The label "magic" in antiquity

SARAH VEALE: On the Arbitrary Appellation of Magic in Antiquity – "what is labelled magic is a moving target" (Invocatio).

New Jewish Babylonian Aramaic grammar

NEW BOOK: Elitzur A. Bar-Asher Siegal, Introduction to the Grammar of Jewish Babylonian Aramaic (Lehrbücher orientalischer Sprachen - LOS III / 3, 2013).
The dialect spoken and written by the Jews of Babylonia from the third century CE onwards is known as "Jewish Babylonian Aramaic". This is the first comprehensive description of this dialect since Levias' "Grammar of Babylonian Aramaic" of 1930. The current book offers a thorough reexamination of the grammar on the basis of a large corpus in its manuscript witnesses. It not only synthesizes the results of recent scholarship but introduces original insights on many important questions. The book is designed to appeal to readers of all backgrounds, including those with no prior background in Babylonian Aramaic or the Babylonian Talmud. The discussion frequently makes reference to parallels in other Semitic languages and in other Aramaic dialects, as well as to a variety of topics in linguistics . The book is structured as a textbook: it introduces topics in an order determined by pedagogical considerations, and offers vocabulary notes and translation exercises at the end. At the same time, the book can be used as a reference grammar.
(Via the Talmud Blog on Facebook. Cross-file under "Aramaic Watch.")

Friday, February 14, 2014

Harkins coming to Birmingham

CHARLOTTE HEMPEL posts the following on the SOTS Facebook page:
NEW DEAD SEA SCROLLS APPOINTMENT AT THE UNIVERSITY OF BIRMINGHAM

Dr. Angela Kim Harkins, Associate Professor of Religious Studies at Fairfield University, Fairfield, CT, USA, has been awarded a Marie Curie International Incoming Fellowship (IIF) from the 7th Framework Programme for Research funded by the European Commission for 24 months of continuous research at the total sum of 309,000 Euros. Dr. Harkins will conduct research at the University of Birmingham in collaboration with Dr. Charlotte Hempel on a project entitled, “The Teacher of Righteousness and Religious Experience in the Dead Sea Scrolls.” The proposed project is an interdisciplinary and comprehensive assessment of the evidence for the figure known as the ‘Teacher of Righteousness’ in the Dead Sea Scrolls discovered at Khirbet Qumran. Dr. Harkins will use integrative approaches to understanding the body and its experiences, with special attention to how the instrumentalization of emotions can shed light on the experience of religion during this time. While emotion’s role in the construction and reconstruction of memory has long been acknowledged, this study examines how the strategic arousal of affect generated by texts that mention the Teacher of Righteousness serves to reinvigorate and intensify his memory among his followers.
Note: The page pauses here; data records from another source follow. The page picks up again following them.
Issue #2033, opened 2024-06-10
Setting BackLink to null does not work


skoeva:
When trying to remove the backLink from the `MainInfoSection` component, setting it to null does not work. We can currently set it to the empty string "", but adding the boolean null could make it more obvious that we do not want to use the backLink. We should account for null in this case.

![image](https://github.com/headlamp-k8s/headlamp/assets/52797224/00811a81-4517-46b0-9a93-94d63894bfdc)
![image](https://github.com/headlamp-k8s/headlamp/assets/52797224/d29f61e0-5d4c-4560-9dd3-42c4b14a76c4)

PR #2034, opened 2024-06-10
frontend: MainInfoSection: Correctly handle null backLink

skoeva:
This fix explicitly handles the null case in `getBackLink()` to ensure that no back button will be shown, as defined in MainInfoSectionProps.

Fixes: #2033

### Testing
- [ ] Go to `frontend/src/components/crd/Details.tsx` and set backLink to null in the `MainInfoSection` component
- [ ] Open a cluster in Headlamp (`npm start`) and navigate to the Custom Resources page
- [ ] Click on a CRD and ensure that the back button does not appear on the CRD page

### DIFF
--- a/frontend/src/components/common/SectionBox.tsx
+++ b/frontend/src/components/common/SectionBox.tsx
@@ -33,7 +33,7 @@ export function SectionBox(props: SectionBoxProps) {
 
   return (
     <>
-      {actualBackLink !== undefined && <BackLink to={actualBackLink} />}
+      {actualBackLink && <BackLink to={actualBackLink} />}
       <Box py={0} {...outterBoxProps}>
         {title && titleElem}
         <Box
--- a/frontend/src/components/App/Notifications/__snapshots__/List.List.stories.storyshot
+++ b/frontend/src/components/App/Notifications/__snapshots__/List.List.stories.storyshot
@@ -1,22 +1,5 @@
 <div>
-  <button
-    class="MuiButtonBase-root MuiButton-root MuiButton-text MuiButton-textPrimary MuiButton-sizeSmall MuiButton-textSizeSmall MuiButton-colorPrimary MuiButton-root MuiButton-text MuiButton-textPrimary MuiButton-sizeSmall MuiButton-textSizeSmall MuiButton-colorPrimary css-w7fpvq-MuiButtonBase-root-MuiButton-root"
-    tabindex="0"
-    type="button"
-  >
-    <span
-      class="MuiButton-icon MuiButton-startIcon MuiButton-iconSizeSmall css-y6rp3m-MuiButton-startIcon"
-    />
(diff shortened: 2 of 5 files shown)


illume:
I think instead just not adding the `backLink` would work for this(or `backLink=false`. If no backLink is supplied, then no back link is used. 

Can you please explain a bit more why this is necessary?

skoeva:
> I think instead just not adding the `backLink` would work for this(or `backLink=false`). If no backLink is supplied, then no back link is used.
> 
> Can you please explain a bit more why this is necessary?

@illume The backLink value is by default the empty string `''`, and the spec for backLink specifies a difference between passing in the empty string and a null value:

`/** The route or location to go to. If it's an empty string, then the "browser back" function is used. If null, no back button will be shown. */`

Previously passing in a null value did the same thing as passing in the empty string. Unless this is the intended behavior, we are missing the functionality to handle the null string as specified

joaquimrocha:
Yeah. By default we have had the backLink, so we should just fix the null case which is what docs mean. The backLink={false} should also be the same as null.

joaquimrocha (changes requested):
My comment was in the context of MainInfoSection. You need to account for `null` there, but checking SectionBox, where it is then used, we shouldn't update it to receive null but instead just pass false to it from MainInfoSection as that's what null means.

skoeva:
Ran into merge conflict issues...reopening here #2040

joaquimrocha:
We shouldn't close PRs because of merge conflicts. I am reopening this and closing the new one since this one has the context from previous reviews.

frontend/src/components/common/SectionBox.tsx
```diff
@@ -33,7 +33,7 @@ export function SectionBox(props: SectionBoxProps) {
 
   return (
     <>
-      {actualBackLink !== undefined && <BackLink to={actualBackLink} />}
+      {actualBackLink && <BackLink to={actualBackLink} />}
```
joaquimrocha, line 36: The behavior will be different from before if you add this. Is this needed for the latest code to work?

joaquimrocha (changes requested):

frontend/src/components/common/SectionBox.tsx
skoeva: they should be functionally equivalent but it isn't necessary, reverting back

vyncent-t:
you could likely drop the `MainInfoSection` part to make it `frontend: Fixes handle null backLink`

joaquimrocha:
> this is a nit but the `MainInfoSection` part could be left off to make it `frontend: Fixes handle null backLink`

Why? I think the only thing not according to format is the first `:`. Normally we do `frontend MainInfoSection: MESSAGE`

joaquimrocha (approved):

PR #2035, opened 2024-06-11
Remove unnecessary package.json and package-lock from root dir

ashu8912:


skoeva (approved):
These were generated automatically when working on the apiProxy tests, if they aren't necessary to pass CI then it seems they can safely be removed

joaquimrocha (approved):

PR #2040, opened 2024-06-14
frontend: MainInfoSection: Correctly handle null backLink

skoeva:
This fix explicitly handles the null case in getBackLink() to ensure that no back button will be shown, as defined in MainInfoSectionProps.

Fixes: #2033

### Testing
- [ ] Go to `frontend/src/components/crd/Details.tsx` and set backLink to null in the `MainInfoSection` component
- [ ] Open a cluster in Headlamp (`npm start`) and navigate to the Custom Resources page
- [ ] Click on a CRD and ensure that the back button does not appear on the CRD page


joaquimrocha:
Closing for reopening the previous PR, since we shouldn't close PRs due to git conflicts.

Issue #1933, opened 2024-04-27
"failed to get oidc config" spam in logs


feym78:
Hello.
After start headlamp is constantly spamming with "failed to get oidc config" message, but OIDC is not configured and no OIDC parameters passed:
![image](https://github.com/headlamp-k8s/headlamp/assets/81779189/24b601fb-3bb3-470d-b8eb-02332539bcdf)
![image](https://github.com/headlamp-k8s/headlamp/assets/81779189/a7f2f8f0-1eea-4f36-a8f6-cfe9ccae58f3)

PR #2041, opened 2024-06-14
backend: Prevent OIDC errors when not in use

skoeva:
This change prevents the spam of OIDC config errors in the logs when running the latest version of Headlamp without OIDC. Instead of logging an error when we check for the OIDC config, we simply return since we know we are not using OIDC auth.

Fixes: #1933 

### Testing
- [x] Build a custom headlamp image in minikube and point the `kubernetes-headlamp.yaml` to it
- [x] Apply the YAML (`kubectl apply -f kubernetes-headlamp.yaml`) and configure non-OIDC credentials
- [x] Run headlamp in-cluster and watch the logs for the new headlamp pod: `kubectl logs -n kube-system <pod-name> -f`
- [x] Open the app, click around, and ensure that the OIDC config errors do not appear

### DIFF
--- a/backend/cmd/headlamp.go
+++ b/backend/cmd/headlamp.go
@@ -817,10 +817,7 @@ func (c *HeadlampConfig) OIDCTokenRefreshMiddleware(next http.Handler) http.Hand
 		// skip if cluster is not using OIDC auth
 		oidcAuthConfig, err := kContext.OidcConfig()
 		if err != nil {
-			logger.Log(logger.LevelError, map[string]string{"cluster": cluster},
-				err, "failed to get oidc config")
 			next.ServeHTTP(w, r)
-
 			return
 		}
 


backend/cmd/headlamp.go
```diff
@@ -815,12 +815,9 @@ func (c *HeadlampConfig) OIDCTokenRefreshMiddleware(next http.Handler) http.Hand
 		}
 
 		// skip if cluster is not using OIDC auth
-		oidcAuthConfig, err := kContext.OidcConfig()
-		if err != nil {
```
yolossn, line 819: I understand the need for removing the log but any specific reason to change the condition here?

skoeva: @yolossn Theoretically no but I thought it would be safer to confirm directly that the config was null, WDYT?

yolossn: If we are going to check for an error case we should ideally use the err check as it it provided by the function, In cases where the function doesn't return an error the null check makes sense.

skoeva: got it, will revert the condition back. tested once again and works as expected

illume:
I think rather than disabling logging of the error...  instead `OIDCTokenRefreshMiddleware` should not be used if oidc is not configured. If the `config.oidcClientID` is not set, don't add the `OIDCTokenRefreshMiddleware`.

What do you think?

skoeva:
> I think rather than disabling logging of the error... instead `OIDCTokenRefreshMiddleware` should not be used if oidc is not configured. If the `config.oidcClientID` is not set, don't add the `OIDCTokenRefreshMiddleware`.
> 
> What do you think?

@illume the same check is performed on line 499, I think removing logging after 818 makes sense since it is assumed that OIDC auth is not being used by the comment on line 817. I'm not very familiar, but is there a reason to call `OIDCTokenRefreshMiddleware` when OIDC is not configured? line 818 assumes no config so that may need to be changed

illume:
>  I'm not very familiar, but is there a reason to call OIDCTokenRefreshMiddleware when OIDC is not configured? 

I don't think there's a reason to use OIDCTokenRefreshMiddleware when oidc is not configured. /cc @yolossn

yolossn:
> I don't think there's a reason to use OIDCTokenRefreshMiddleware when oidc is not configured. /cc @yolossn

Since the middleware is for the cluster proxy endpoint we cannot conditionally add it, this is because there can be certain clusters with OIDC and other without and all of them connect to the cluster via the cluster proxy endpoint.

illume:
Thanks @yolossn

illume (approved):
🎉🎈

thanks

yolossn (approved):

PR #2042, opened 2024-06-14
frontend: Add story for MainInfoSection

joaquimrocha:
Following #2034 , I am adding this story for testing the null backlink.


joaquimrocha:
@sniok , I added this quick story for the MainInfoSection, mainly for testing the backlink. However, it looks like the story is generating changes in other snapshots. Maybe this is because I am importing the podList which comes from a different section and maybe that messes up some things?
I am mentioning you here just in case this is related to the Vite changes, since I don't remember a case like this before.

sniok:
I'll take a look

sniok:
There was an issue with snapshots, they were not deterministic sometimes, I made a PR with a fix.

skoeva (commented):
Change looks good, snapshot output was a bit confusing so appreciate the changes made in #2045

sniok:
Regenerated snapshots as a fixup commit

PR #2044, opened 2024-06-16
frontend: add default actions to ResourceListView

farodin91:
image

Now the actions can be used from the list views (by clicking the action ... to bring up a menu) as well as on the detail view.


frontend/src/components/common/Resource/ResourceTable.tsx
```diff
@@ -370,6 +377,41 @@ function ResourceTableContent<RowItem>(props: ResourceTableProps<RowItem>) {
...
+      action: ({ item, closeMenu }) => (
+        <EditButton item={item} menuAction afterConfirm={closeMenu} />
+      ),
+    },
+    {
+      id: DefaultHeaderAction.DELETE,
+      action: ({ item, closeMenu }) => (
+        <DeleteButton item={item} menuAction afterConfirm={closeMenu} />
+      ),
+    },
```
joaquimrocha, line 392: For read-only roles, where users cannot delete nor edit resources, this will render the menu empty AFAIU.
One quick way to avoid this is to add a `VIEW` item. So at least we have an option in the menu. It's also something I have seen as an option sometimes, maybe it even improves a11y.

frontend/src/components/common/ActionMenuItem/ActionMenuItem.tsx
```diff
@@ -0,0 +1,43 @@
...
+
+export interface ActionMenuItemProps {
+  /** A short description of the action. */
+  description: string;
+  /** Either a string icon, or imported icon. */
+  icon: string | IconifyIcon;
+  /** The action when it's activated. */
+  onClick: React.MouseEventHandler<HTMLLIElement>;
+  /** A longer description of the action. Used in the tooltip. */
+  longDescription?: string;
```
joaquimrocha, line 13: This overrides the description in the code, which would surprise me.
I'd prefer to have `description` and `tooltip`. And if tooltip is undefined, we use the description for it.
This way we are flexible. We could even make the description optional (and make the item text component optional) if it makes sense to have menu items with icons only.

frontend/src/components/common/ActionMenuItem/ActionMenuItem.tsx
```diff
@@ -0,0 +1,43 @@
+import { Icon, IconifyIcon, IconProps } from '@iconify/react';
+import { ListItemIcon, ListItemText, MenuItem } from '@mui/material';
+import React from 'react';
+
+export interface ActionMenuItemProps {
+  /** A short description of the action. */
+  description: string;
+  /** Either a string icon, or imported icon. */
+  icon: string | IconifyIcon;
```
joaquimrocha, line 9: You could just type this as `Icon['icon']` or `IconifyIcon` solely, in case the latter includes string there.

frontend/src/components/common/Table/Table.tsx
```diff
@@ -136,6 +145,8 @@ export default function Table<RowItem extends Record<string, any>>({
   filterFunction,
   errorMessage,
   loading,
+  noActions,
```
joaquimrocha, line 148: I think we should call it the same as MRT: `enableRowActions` and have the same default: no actions by default.
Otherwise we're also breaking expecations as now all plugins using this table will have to set `noActions={true}` or the table will look different.

joaquimrocha (changes requested):
Incredible changes @farodin91 ! Thanks a lot.
I left some comments which I believe will improve the code. I also noticed that the menu options partially outside the view. Not sure if you can e.g. render the menu with the anchor being the top right to avoid this.
Menu partially hidden

Also. Once the review is approved, I think it would make sense to have the commits separated a bit. At least in 2: 1. Add actions capability to tables; 2. Add the view/edit/delete context actions to resource tables

frontend/src/components/common/Resource/DeleteButton.tsx
```diff
@@ -10,17 +10,20 @@ import {
...
 import ActionButton from '../ActionButton';
+import ActionMenuItem from '../ActionMenuItem';
 import { ConfirmDialog } from '../Dialog';
 import AuthVisible from './AuthVisible';
 
 interface DeleteButtonProps {
   item?: KubeObject;
   options?: CallbackActionOptions;
+  menuAction?: Boolean;
+  afterConfirm?: () => void;
```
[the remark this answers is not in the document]
farodin91: I had the issue that delete didn't went through, if i close it with onclick.

frontend/src/components/common/Resource/DeleteButton.tsx
```diff
@@ -47,11 +50,11 @@ export default function DeleteButton(props: DeleteButtonProps) {
             startUrl: item!.getListLink(),
             errorUrl: item!.getListLink(),
             ...options,
-          })
+          }),
         );
     },
     // eslint-disable-next-line
-    [item]
+    [item],
```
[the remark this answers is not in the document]
farodin91: i had the wrong prettier version some home.

frontend/src/components/common/Resource/DeleteButton.tsx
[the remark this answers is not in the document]
farodin91: We have to work more dispatching that would be a major refactor in this PR of all actions.

frontend/src/components/common/Resource/DeleteButton.tsx
```diff
@@ -10,17 +10,20 @@ import {
...
 } from '../../../redux/headlampEventSlice';
 import ActionButton from '../ActionButton';
+import ActionMenuItem from '../ActionMenuItem';
 import { ConfirmDialog } from '../Dialog';
 import AuthVisible from './AuthVisible';
 
 interface DeleteButtonProps {
   item?: KubeObject;
   options?: CallbackActionOptions;
+  menuAction?: Boolean;
```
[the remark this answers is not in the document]
farodin91: I updated it a bit.

frontend/src/components/common/Resource/ResourceTable.tsx
farodin91: I added VIEW.

farodin91:
> I also noticed that the menu options partially outside the view. Not sure if you can e.g. render the menu with the anchor being the top right to avoid this. 

i used the inhouse method to render the menu.

farodin91:
@joaquimrocha I updated a lot of thinks. What do you think?

farodin91:
@joaquimrocha @illume Would you like to review?

illume (approved):
🎉 Thanks.

I tested it, and it's a really nice improvement.

joaquimrocha:
@farodin91 Another great PR! Thanks a lot, and keep those coming.

About this one, I think it's great as it is, but if we could hide the view button when the edit button is enabled (as its done through the AuthVisible comp in the details view), that would be more consistent.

Marie Curie Incoming International Fellowships (IIF) are individual fellowships that aim to attract top-class researchers from outside Europe to undertake innovative research in Europe from 1 to 2 years (incoming phase), with a view to developing mutually-beneficial research co-operation. Proposals from all areas of scientific and technological research of interest to the European Community are accepted and there are no pre-defined priority areas.
This is excellent news. Congratulations to Dr. Harkins, to the University of Birmingham, and to Dead Sea Scrolls scholarship on this side of the pond.

Iraqi Jewish Archive - some progress?

UNANIMOUS SENATE RESOLUTION: Senate bids to save ancient Iraqi Jewish archive. Time is running out for State Dept. to renegotiate the status of the massive collection before it’s returned to Iraq in June (Rebecca Shimoni Stoil, Times of Israel).
The resolution “strongly urges the Department of State to renegotiate with the Government of Iraq the provisions of the original agreement that was signed between the National Archives and Records Administration and the Coalition Provisional Authority in order to ensure that the Iraqi Jewish Archive be kept in a place where its long-term preservation and care can be guaranteed.”

It also implies that the archives, now in the US, should not be returned to Iraq, stipulating that “the Iraqi Jewish Archive should be housed in a location that is accessible to scholars and to Iraqi Jews and their descendants who have a personal interest in it.” Only a handful of Jews remain in Iraq, and their descendants are scattered across the world, with large numbers living in Israel and the United States.
Renegotiation sounds good to me. I could get behind that. But the question is whether the State Department and Iraq can. Stay tuned ...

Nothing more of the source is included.